Researchers at the University of Massachusetts Lowell’s Department of Chemical Engineering have developed a method for using powdered eggshells, which mainly comprise calcium carbonate crystals, to engineer bone tissue that could lead to improved results for bone repair and healing.
The microscopic eggshell particles reinforce gelatin-based hydrogels, which then serve as stable 3-D scaffolds for growing bone cells called osteoblasts. The researchers say this technique can be used to treat and repair injuries suffered due to aging, cancer, and other diseases, as well as accidents and combat.
The 3-D structure also can be used to grow not only bone for bone grafts but also cartilage, teeth, and tendons, the researchers add.
“This is the first study that uses eggshell particles in a hydrogel matrix for bone repair,” said assistant professor Gulden Camci-Unal, PhD. “We have already filed a patent application for it earlier this year. We are very excited about our results, and we anticipate a lot of impactful applications of our invention.”
According to Camci-Unal, more than 2 million bone graft procedures are performed each year around the world.
“Bone repair is crucial to restoring a patient’s functionality and self-esteem following an injury,” said Camci-Unal, who also notes that there are limitations to existing bone-graft materials and procedures such as the risk of infection, rejection by the immune system, and the limited availability of bone donors.
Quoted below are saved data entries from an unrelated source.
PR #310, opened 2020-04-24
Avoid including ast/ast.hpp in visitor class declarations.

tristan0x:
Changes in visitor classes:
* declarations only use Ast node forward declarations
* do not inline virtual member functions and move the definitions in .cpp

### DIFF
--- a/src/language/templates/visitors/checkparent_visitor.cpp
+++ b/src/language/templates/visitors/checkparent_visitor.cpp
@@ -9,10 +9,12 @@
 /// THIS FILE IS GENERATED AT BUILD TIME AND SHALL NOT BE EDITED.
 ///
 
+#include "visitors/checkparent_visitor.hpp"
+
 #include <string>
 #include <fmt/format.h>
 
-#include "visitors/checkparent_visitor.hpp"
+#include "ast/ast.hpp"
 
 namespace nmodl {
 namespace visitor {
--- a/src/language/templates/visitors/lookup_visitor.cpp
+++ b/src/language/templates/visitors/lookup_visitor.cpp
@@ -9,8 +9,11 @@
 /// THIS FILE IS GENERATED AT BUILD TIME AND SHALL NOT BE EDITED.
 ///
 
-#include <algorithm>
 #include "visitors/lookup_visitor.hpp"
+
+#include <algorithm>
+
+#include "ast/ast.hpp"
 
 
 namespace nmodl {
--- a/src/printer/decl.hpp
+++ b/src/printer/decl.hpp
@@ -1,0 +1,21 @@
+/*************************************************************************
+ * Copyright (C) 2018-2020 Blue Brain Project
+ *
+ * This file is part of NMODL distributed under the terms of the GNU
+ * Lesser General Public License. See top-level LICENSE file for details.
+ *************************************************************************/
+
+#pragma once
+
+/**
+ * \file
+ * \brief Forward references of symbols defined in namespace nmodl::printer
+ */
+
+namespace nmodl {
+namespace printer {
+
+class JSONPrinter;
+
+}
+}  // namespace nmodl
--- a/src/symtab/decl.hpp
+++ b/src/symtab/decl.hpp
@@ -1,0 +1,20 @@
+/*************************************************************************
+ * Copyright (C) 2018-2020 Blue Brain Project
+ *
+ * This file is part of NMODL distributed under the terms of the GNU
+ * Lesser General Public License. See top-level LICENSE file for details.
+ *************************************************************************/
+
+#pragma once
+
+/// \file
+/// \brief Forward declarations of symbols in namespace nmodl::symtab
+
+namespace nmodl {
+namespace symtab {
+
+class Symbol;
+class SymbolTable;
+
+}  // namespace symtab
+}  // namespace nmodl
--- a/src/visitors/defuse_analyze_visitor.cpp
+++ b/src/visitors/defuse_analyze_visitor.cpp
@@ -55,7 +55,7 @@ std::ostream& operator<<(std::ostream& os, DUState state) {
 }
 
 /// DUInstance to JSON string
-void DUInstance::print(JSONPrinter& printer) {
+void DUInstance::print(JSONPrinter& printer) const {
     if (children.empty()) {
         printer.add_node(to_string(state));
     } else {
@@ -68,7 +68,7 @@ void DUInstance::print(JSONPrinter& printer) {
 }
 
 /// DUChain to JSON string
-std::string DUChain::to_string(bool compact) {
+std::string DUChain::to_string(bool compact) const {
     std::stringstream stream;
     JSONPrinter printer(stream);
     printer.compact_json(compact);
--- a/src/visitors/defuse_analyze_visitor.cpp
+++ b/src/visitors/defuse_analyze_visitor.cpp
@@ -5,10 +5,13 @@
  * Lesser General Public License. See top-level LICENSE file for details.
  *************************************************************************/
 
+#include "visitors/defuse_analyze_visitor.hpp"
+
 #include <algorithm>
 #include <utility>
 
-#include "visitors/defuse_analyze_visitor.hpp"
+#include "ast/ast.hpp"
+#include "utils/logger.hpp"
 
 namespace nmodl {
 namespace visitor {
@@ -128,7 +131,6 @@ DUState DUInstance::sub_block_eval() {
 DUState DUInstance::conditional_block_eval() {
     DUState result = DUState::NONE;
     bool block_with_none = false;
-    bool block_non_def_cdef = false;
 
     for (auto& chain: children) {
         auto child_state = chain.eval();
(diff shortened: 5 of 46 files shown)


tristan0x:
tests pass on my mac with appleclang but I can reproduce the issue on BB5. I will investigate next week

src/visitors/sympy_conductance_visitor.cpp
```diff
@@ -5,13 +5,18 @@
  * Lesser General Public License. See top-level LICENSE file for details.
  *************************************************************************/
 
+#include "visitors/sympy_conductance_visitor.hpp"
```
pramodk, line 8: could you clarify why this is needed at the top? if some type info needed, could before `#include "ast/ast.hpp"` with extra spacing to avoid sorting?

src/visitors/perf_visitor.hpp
```diff
@@ -199,94 +198,48 @@ class PerfVisitor: public AstVisitor {
 
     void visit_program(ast::Program& node) override;
 
-    void visit_plot_block(ast::PlotBlock& node) override {
-        measure_performance(&node);
-    }
+    void visit_plot_block(ast::PlotBlock& node) override;
 
     /// skip initial block under net_receive block
```
pramodk, line 203: general question : 
* I see that moving definitions to `.cpp` avoids include into headers.
* It perfectly make sense for common headers like `ast` or `ast_visitor`.
* But, if those headers are not used in other code but in their own compilation units, does it make sense to move single line functions to .cpp?
* I don't see any advantage in cases like `perf_visitor`. Separating declaration and definition for single liner function seems just code bloat.

src/visitors/perf_visitor.cpp
```diff
@@ -5,9 +5,12 @@
  * Lesser General Public License. See top-level LICENSE file for details.
  *************************************************************************/
 
+#include "visitors/perf_visitor.hpp"
```
pramodk, line 8: why this needs to before `include <utility>` ?

src/language/templates/visitors/checkparent_visitor.cpp
```diff
@@ -9,10 +9,12 @@
 /// THIS FILE IS GENERATED AT BUILD TIME AND SHALL NOT BE EDITED.
 ///
 
+#include "visitors/checkparent_visitor.hpp"
```
pramodk, line 12: could this be after `<include <fmt/format.h>` ?

src/language/templates/visitors/lookup_visitor.cpp
```diff
@@ -9,9 +9,12 @@
 /// THIS FILE IS GENERATED AT BUILD TIME AND SHALL NOT BE EDITED.
 ///
 
-#include <algorithm>
 #include "visitors/lookup_visitor.hpp"
```
pramodk, line 12: same

src/printer/decl.hpp
```diff
@@ -0,0 +1,21 @@
...
+ * \brief Forward references of symbols defined in namespace nmodl::printer
+ */
+
+namespace nmodl {
+namespace printer {
+
+class JSONPrinter;
+
+}
+}  // namespace nmodl
```
pramodk, line 21: 👍

src/symtab/decl.hpp
```diff
@@ -0,0 +1,20 @@
...
+/// \brief Forward declarations of symbols in namespace nmodl::symtab
+
+namespace nmodl {
+namespace symtab {
+
+class Symbol;
+class SymbolTable;
+
+}  // namespace symtab
+}  // namespace nmodl
```
pramodk, line 20: 👍

src/visitors/defuse_analyze_visitor.cpp
```diff
@@ -5,10 +5,13 @@
  * Lesser General Public License. See top-level LICENSE file for details.
  *************************************************************************/
 
+#include "visitors/defuse_analyze_visitor.hpp"
```
pramodk, line 8: same question : I might be missing something obvious!

src/visitors/defuse_analyze_visitor.cpp
```diff
@@ -270,6 +272,73 @@ void DefUseAnalyzeVisitor::visit_verbatim(ast::Verbatim& node) {
...
+}
+
+void DefUseAnalyzeVisitor::visit_lin_equation(ast::LinEquation& node) {
+    visit_unsupported_node(node);
+}
+
+void DefUseAnalyzeVisitor::visit_partial_boundary(ast::PartialBoundary& node) {
+    visit_unsupported_node(node);
+}
+
```
pramodk, line 293: See my comments for `perf_visitor.hpp` which are applicable here. Some files I reviewed from the bottom :)

src/visitors/defuse_analyze_visitor.hpp
```diff
@@ -237,71 +234,34 @@ class DefUseAnalyzeVisitor: public AstVisitor {
...
-    }
-
-    void visit_non_lin_equation(ast::NonLinEquation& node) override {
-        visit_unsupported_node(&node);
-    }
-
-    void visit_lin_equation(ast::LinEquation& node) override {
-        visit_unsupported_node(&node);
-    }
-
```
pramodk, line 251: Same as perf_visitor.hpp - does it make sense to move out one liner function if those header are not used out-of-their-own-compilation-units?

src/visitors/sympy_conductance_visitor.cpp
tristan0x: I start thinking that every .cpp should begin with the inclusion of its corresponding header. This way, you can ensure that the .hpp is not missing a required header.
If it does, better have a compilation issue in the corresponding .cpp than in the rest of the project (or in another project if the .hpp is public) that includes it in order to use it.

If you agree, we can generalize that to the rest of the project in a future PR. Otherwise, I can move the `#include` to the proper location.

src/visitors/perf_visitor.hpp
tristan0x: > * But, if those headers are not used in other code but in their own compilation units, 

I am not sure to follow. Isn't a header useless if only useful to its compilation unit? Isn't its purpose to expose symbols used by other compilation units?

Most visitors expose an API that deal with AST top nodes like Ast, Program, ...
From what I saw in this project, most code that uses visitors only manipulate these nodes, so there is not point overwhelm them with `ast.hpp`

> does it make sense to move single line functions to .cpp?

From a performance point of view, inline virtual member methods are not inlined by the compiler. And this is the case in most of the time here.

> I don't see any advantage in cases like perf_visitor. Separating declaration and definition for single liner function seems just code bloat.

Code bloating is subjective, and I tend to not agree with you. IMO having `inline` method definitions inside a class definition is a necessary evil to have more efficient code. I wish headers were clean, and user oriented. For instance, I would even mark the `visit_` method `private` because completely out of context for the final class user.

But I respect the beliefs of the code maintainers :) Let me know if you prefer me to rollback the changes in `perf_visitor`

src/visitors/sympy_conductance_visitor.cpp
pramodk: > I start thinking that every .cpp should begin with the inclusion of its corresponding header.

I also didn't realise before why this is necessary. It perfectly make sense now (to make sure the header is not dependent on other includes). I see this also documented [here]( https://google.github.io/styleguide/cppguide.html#Names_and_Order_of_Includes).

src/visitors/perf_visitor.hpp
pramodk: > I am not sure to follow. Isn't a header useless if only useful to its compilation unit? Isn't its purpose to expose symbols used by other compilation units?
> Code bloating is subjective, and I tend to not agree with you. I

Ah, I meant in the following context:

```
# this is foo.hpp

#include "bar.hpp"

class Foo {
    void some_simple_one_liner_method() {
           bar_obj->some_method();
    }

   // other complex methods that will go into foo.cpp
   void some_complex_method();
}
```
In this example, `bar` forward declaration is not sufficient. So to avoid include `bar.hpp`, we move `some_simple_one_liner_method` to `foo.cpp`. Given that:
* foo.hpp is not included by other files 
* do we need to move `one liner` methods to `.cpp` ?

 thought that is duplication. While writing this, I see an example where `foo.hpp` will be included in `main.cpp` where `Foo` will be instantiated and it will pull in `bar.hpp`! I see the point.

> For instance, I would even mark the visit_ method private because completely out of context for the final class user.

yes, for these classes it make sense.

src/visitors/sympy_conductance_visitor.cpp
tristan0x: Perfect. Thank you for the link, I was considering adding this to our coding conventions :)

src/visitors/perf_visitor.hpp
tristan0x: I pushed 2 last changes. One about const-ness, the other to hide some visit_ methods when they are not meant to be called as we discussed in this thread.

“Global waste of discarded eggshells typically amounts to millions of tons annually from household and commercial cooking,” said Camci-Unal. “By repurposing the eggshells, we can directly benefit the economy and the environment while providing a sustainable solution to unmet clinical needs. Despite being readily available and inexpensive, the valuable potential of eggshells in bioengineering applications remains greatly understudied.”
The research demonstrates that the eggshell particle-reinforced material can significantly increase mineralization by bone cells compared to using hydrogels alone, Camci-Unal said, resulting in faster healing. And since the biomaterial is combined with cells obtained from the patient and then cultured and allowed to mature in a tissue incubator before being implanted into the patient, rejection by the immune system is not expected, she added.
Plus, eggshell particles can be incorporated easily into 3-D scaffolds in a range of new biomedical applications, Camci-Unal said.
“For example, our eggshell particle-reinforced scaffolds can potentially be useful in dental implants as well as in reconstructive surgeries of the skull, jaw, and face,” she said. “In addition to its role in tissue regeneration, eggshell particles can also be used as a possible vehicle for delivering small molecules such as growth factors, proteins, peptides, genes, and therapeutic drugs.”
The study, “Eggshell Particle-Reinforced Hydrogels for Bone Tissue Engineering: An Orthogonal Approach,” was published by Biomaterials Science.